| Aim of the task |
Using the entries that follow, give only the number of lines with the word "Libor" in them.

[[ Data open ]]

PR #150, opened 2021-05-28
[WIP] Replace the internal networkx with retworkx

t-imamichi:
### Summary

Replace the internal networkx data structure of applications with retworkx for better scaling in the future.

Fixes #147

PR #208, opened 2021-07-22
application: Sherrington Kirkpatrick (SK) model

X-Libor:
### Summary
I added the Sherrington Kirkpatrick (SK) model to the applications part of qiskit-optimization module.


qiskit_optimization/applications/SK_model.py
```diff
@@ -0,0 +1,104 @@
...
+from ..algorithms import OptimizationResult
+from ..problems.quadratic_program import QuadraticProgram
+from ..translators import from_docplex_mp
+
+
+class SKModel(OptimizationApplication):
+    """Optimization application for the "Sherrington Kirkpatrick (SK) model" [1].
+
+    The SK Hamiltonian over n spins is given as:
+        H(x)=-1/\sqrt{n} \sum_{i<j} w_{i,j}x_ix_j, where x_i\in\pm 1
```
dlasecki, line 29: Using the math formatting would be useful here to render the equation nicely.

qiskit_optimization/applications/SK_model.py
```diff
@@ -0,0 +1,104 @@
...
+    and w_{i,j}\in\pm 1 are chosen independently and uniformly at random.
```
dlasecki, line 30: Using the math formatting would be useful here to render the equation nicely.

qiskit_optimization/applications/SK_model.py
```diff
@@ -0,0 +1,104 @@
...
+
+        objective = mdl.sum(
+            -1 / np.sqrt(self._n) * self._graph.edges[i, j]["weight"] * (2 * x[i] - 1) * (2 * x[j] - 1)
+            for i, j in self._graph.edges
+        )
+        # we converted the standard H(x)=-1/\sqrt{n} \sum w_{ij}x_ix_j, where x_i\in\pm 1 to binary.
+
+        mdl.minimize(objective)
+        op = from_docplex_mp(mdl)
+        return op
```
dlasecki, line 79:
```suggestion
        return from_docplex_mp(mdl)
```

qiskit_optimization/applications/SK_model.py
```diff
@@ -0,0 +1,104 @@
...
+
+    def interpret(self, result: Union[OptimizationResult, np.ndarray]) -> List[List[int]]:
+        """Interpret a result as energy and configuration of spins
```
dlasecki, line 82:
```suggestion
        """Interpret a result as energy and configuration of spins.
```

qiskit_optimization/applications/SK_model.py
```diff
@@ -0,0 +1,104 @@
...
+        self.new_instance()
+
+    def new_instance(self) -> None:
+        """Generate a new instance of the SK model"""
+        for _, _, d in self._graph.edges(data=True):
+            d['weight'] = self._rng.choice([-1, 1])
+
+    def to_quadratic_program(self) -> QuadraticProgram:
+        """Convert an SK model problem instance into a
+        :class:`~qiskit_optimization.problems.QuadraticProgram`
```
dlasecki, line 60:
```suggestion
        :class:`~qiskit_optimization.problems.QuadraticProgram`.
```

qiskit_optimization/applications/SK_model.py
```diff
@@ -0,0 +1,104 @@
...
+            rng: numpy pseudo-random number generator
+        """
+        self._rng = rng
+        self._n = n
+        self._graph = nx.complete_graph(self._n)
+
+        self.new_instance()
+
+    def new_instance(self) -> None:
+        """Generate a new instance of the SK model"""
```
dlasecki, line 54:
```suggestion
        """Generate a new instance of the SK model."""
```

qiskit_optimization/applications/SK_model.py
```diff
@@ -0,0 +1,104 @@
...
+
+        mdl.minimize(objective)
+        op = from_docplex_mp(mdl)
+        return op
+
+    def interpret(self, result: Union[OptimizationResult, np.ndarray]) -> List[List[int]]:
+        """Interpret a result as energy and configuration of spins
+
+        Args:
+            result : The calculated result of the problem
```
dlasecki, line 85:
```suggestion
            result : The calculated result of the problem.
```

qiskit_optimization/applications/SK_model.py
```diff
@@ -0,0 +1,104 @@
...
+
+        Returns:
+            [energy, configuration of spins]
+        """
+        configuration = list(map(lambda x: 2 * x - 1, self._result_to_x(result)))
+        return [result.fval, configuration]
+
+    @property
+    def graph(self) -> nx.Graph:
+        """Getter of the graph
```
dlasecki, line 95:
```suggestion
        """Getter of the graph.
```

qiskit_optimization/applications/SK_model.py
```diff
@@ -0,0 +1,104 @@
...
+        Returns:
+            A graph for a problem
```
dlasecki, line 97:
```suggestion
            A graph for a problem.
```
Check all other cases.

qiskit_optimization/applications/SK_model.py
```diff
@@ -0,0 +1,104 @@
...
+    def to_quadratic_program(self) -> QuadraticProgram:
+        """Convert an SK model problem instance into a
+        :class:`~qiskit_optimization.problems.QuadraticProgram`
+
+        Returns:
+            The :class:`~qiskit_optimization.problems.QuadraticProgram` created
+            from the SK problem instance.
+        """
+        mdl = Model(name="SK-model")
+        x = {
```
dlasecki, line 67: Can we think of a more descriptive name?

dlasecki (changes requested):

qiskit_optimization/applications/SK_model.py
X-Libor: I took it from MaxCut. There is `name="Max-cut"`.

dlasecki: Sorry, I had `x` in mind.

[[ Data closed ]]

| Task answer |
2